Retry & Rollback
The engine provides two mechanisms for handling step failures: automatic retries and rollback.
Retry Configuration
Not Yet Implemented
retryConfig is defined in the workflow schema and can be set on steps, but the
execution engine does not yet consume it. Failed steps are not retried based on this
configuration. This feature is planned for a future release.
Add retryConfig to a step to configure retry behavior on failure (when implemented):
- type: functionBlock
label: push_config
functionBlock: "fb.examples.neops.io/configureDevice:1.0.0"
retryConfig:
maxRetries: 3
delay: 10
| Field | Required | Description |
|---|---|---|
maxRetries |
Yes | Number of retry attempts (1-100) |
delay |
No | Seconds between attempts (0-600) |
condition |
No | JMESPath condition that must be true for retry |
Planned Retry Behavior
- A step fails
- The engine checks if the step has
retryConfig - If
retryCount < maxRetries, the engine waitsdelayseconds and creates a new job - The retry job replaces the failed job (tracked via
replaces/replacedByreferences) - If all retries fail, the step is marked as permanently failed
Repeat Configuration
Not Yet Implemented
repeatConfig is defined in the workflow schema and can be set on steps, but the
execution engine does not yet consume it. Steps always execute once. This feature is
planned for a future release.
Repeat a step multiple times (independent of failure), when implemented:
- type: functionBlock
label: poll_status
functionBlock: "fb.examples.neops.io/checkStatus:1.0.0"
repeatConfig:
repeats: 5
delay: 60
condition:
type: jmes
jmes: "{{ poll_status.result.data.status != 'ready' }}"
| Field | Required | Description |
|---|---|---|
repeats |
No | Fixed number of repetitions (1-100) |
delay |
No | Seconds between iterations (0-600) |
condition |
No | Continue repeating while condition is true |
Provide either repeats (fixed count), condition (repeat while true), or both (whichever limit is reached first). Use repeat for polling patterns (wait until a device reboots, check convergence).
Failure Classification
When a step fails (after retries are exhausted, once implemented), the engine classifies the overall workflow failure:
graph TD
StepFail["Step failed"] --> COE{"continueOnError?<br/>(planned)"}
COE -->|Yes| Continue["Continue to next step"]

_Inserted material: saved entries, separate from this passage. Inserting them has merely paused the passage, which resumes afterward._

PR #425, opened 2021-02-05
remove_empty() example with blanks and NAs

### LINKED ISSUE #424: count rows as empty if entries are NA *or* blank
It would be nice to have an option in `remove_empty()` to remove rows that are composed entirely of *either* `NA` values or are zero-length (e.g. empty strings). (Possibly consider all-whitespace strings to be "empty" as well?)   This is a fairly common pattern in data frames read in from Excel.

The example below isn't particularly "tidy", nor entirely integrated with the `remove_empty()` machinery, but I think shows what I have in mind.

```r
library(tidyverse)
library(janitor)

dd <- tibble(x=c(LETTERS[1:5],rep("",2)),
             y=c(1:5,rep(NA,2)))
remove_empty(dd,"rows")      ## doesn't remove rows 6 &  7 (they're not all-NA)

emptyrows2 <- function(x) {
   apply(x,1,
   function(x) {
        y <- unlist(x)
        all(is.na(y) | nchar(y)==0)
    })
}

dd <- dd[!emptyrows2(dd),]
```

bbolker:
## Description

The only change is to add an example for `remove_empty()` that illustrates how to drop rows containing both blank strings and `NA` values.  The only potential unwanted side-effect/consequence I can think of is that the example loads the `dplyr` package (this is already in `Imports:`; I could use `dplyr::` throughout, but that would be unwieldy especially with piped workflows ...

## Related Issue

fixes #424

### DIFF
--- a/R/remove_empties.R
+++ b/R/remove_empties.R
@@ -16,6 +16,21 @@
 #' @examples
 #' # not run:
 #' # dat %>% remove_empty("rows")
+#' # addressing a common untidy-data scenario where we have a mixture of
+#' # blank values in some (character) columns and NAs in others:
+#' library(dplyr)
+#' dd <- tibble(x=c(LETTERS[1:5],NA,rep("",2)),
+#'              y=c(1:5,rep(NA,3)))
+#' # remove_empty() drops row 5 (all NA) but not 6 and 7 (blanks + NAs)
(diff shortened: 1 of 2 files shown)


billdenney (approved):

billdenney:
Thanks!

PR #426, opened 2021-02-05
Warn for dates before 1 in `excel_numeric_to_date()`

### LINKED ISSUE #423: Excel dates before the era begins do not exist (but they do with excel_date_to_numeric())
## Feature requests

It is unclear the best way to handle negative dates in `excel_date_to_numeric()` as they are undefined in Excel.

## Bug reports

In Excel, the formula `=DATE(1899, 12, 31)` shows a date of 1 March 3700.  Overall, it appears impossible to represent dates as dates before the year 1900 in Excel.

The below is not accurate in Excel, but it is rational based on continuing the number line to be negative.  My first thought is to just leave it as is, and my second thought is to issue a warning.

```r
excel_numeric_to_date(-1:0)
# [1] "1899-12-30" "1899-12-31"
```

Thoughts?

Related to #422

billdenney:
Fix #423 

I did not make the warning a once-per-session warning as it likely indicates some form of data input issue that the user would want to fix.

### DIFF
--- a/NEWS.md
+++ b/NEWS.md
@@ -7,7 +7,7 @@
 
 ## Minor features
 
-* `excel_numeric_to_date()` now warns when times are converted to `NA` due to hours that do not exist because of daylight savings time.  (fix #420, thanks **@Geomorph2** for reporting and **@billdenney** for fixing)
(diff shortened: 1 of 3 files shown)


sfirke:
Deleting master auto-closed all open PRs?  Yikes.

billdenney:
Yeah, I think that it makes sense to change the name, but it does close the PRs.  (I need to change the name on several of mine, too.)

PR #430, opened 2021-02-09
Add a find_header() function to help with row_to_names()

### LINKED ISSUE #429: Option for row_to_names to find the first complete row of names
## Feature request

I am working with data that looks like this: 

image

And want to get the `row.names` from line 160.  It would be nice if I could tell `row_to_names` to use the first complete row for the names.  Often the clutter above the row names is descriptive text that only occupies some columns, so would get skipped in favor of the first row with no NA values.

I'm not sure how to work it in - it could be:
- Default behavior if no `row_number` is specified, printing a message of "no row number specified, using the first complete row (row X)`
- `row_number` could accept "first_complete", or `0` as a value requesting this behavior.

I prefer the second bullet, though I'm not sure if `first_complete` or `0` is better.  Either way it would be documented.

billdenney:
Fix #429


sfirke:
Awesome!  I should be able to review by end of this week.

sfirke:
Nuts sorry about this.  If you revive it with main branch (hopefully not too onerous?) I can take a look.

PR #443, opened 2021-04-06
Add a find_header() function to help with row_to_names()

### LINKED ISSUE #429: Option for row_to_names to find the first complete row of names

billdenney:
Fix #429

Replaces #430


billdenney:
@sfirke Ping on this one.

sfirke:
Thanks for the nudge, I will review this by end of the month as well.  I am excited about this one!

R/row_to_names.R
```diff
@@ -1,21 +1,48 @@
...
+#'
+#' x %>%
+#'   row_to_names(row_number = "find_header")
 #' @export
-row_to_names <- function(dat, row_number, remove_row = TRUE, remove_rows_above = TRUE) {
+row_to_names <- function(dat, row_number, ..., remove_row = TRUE, remove_rows_above = TRUE) {
   # Check inputs
-  if (length(row_number) != 1 | !is.numeric(row_number)) {
-    stop("row_number must be a numeric of length 1")
+  if (!is.logical(remove_row) & length(remove_row) == 1) {
```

COE -->|No| Classify["Classify failure"]
Classify --> AllPure{"All executed<br/>steps pure?"}
AllPure -->|Yes| FS["FAILED_SAFE"]
AllPure -->|No| AnyIdemp{"All executed steps<br/>pure or idempotent?"}
AnyIdemp -->|Yes| AutoRetry["Eligible for<br/>workflow retry (planned)"]
AnyIdemp -->|No| FU["FAILED_UNSAFE"]
Implementation status
Today: Only the pure → FAILED_SAFE path is active. Everything else results in
FAILED_UNSAFE. The continueOnError and idempotent retry paths shown above are the
planned design. The engine already tracks isIdempotentExecution but does not yet
use it for decisions, and continueOnError is not yet enforced.
| Result | Meaning | Action |
|---|---|---|
FAILED_SAFE |
No side effects occurred (all steps were pure) | Safe to discard or re-trigger |
FAILED_UNSAFE |
Side effects may have occurred | Investigate in Monitor App |
COMPLETED |
All steps succeeded | Nothing to do |
Rollback
Framework Placeholder
Rollback is defined in the execution model (ROLLBACK state, ROLLBACK job type)
but the rollback handler is currently a framework placeholder with no execution logic.
Function block developers can implement rollback() in the Worker SDK in preparation
for when the engine enables this feature.
Current workaround: Design a separate "rollback workflow" that reverses the changes made by the original workflow, and trigger it manually when needed.
When fully implemented, the engine will support rollback for steps whose function blocks implement a rollback() method. Failed workflows will trigger rollback jobs in reverse step order.
Designing for Failure
Use isPure liberally.
: Every read-only function block should be marked pure. This gives the engine maximum information for failure classification.
Order steps strategically.
: Put pure steps first (data collection, validation) and configuration steps last. If the workflow fails during data collection, it is FAILED_SAFE.
Design idempotent configuration steps. : Prefer declarative configuration (replace entire section) over imperative (append line). Declarative configs are naturally idempotent, which will enable automatic retries when that feature is implemented.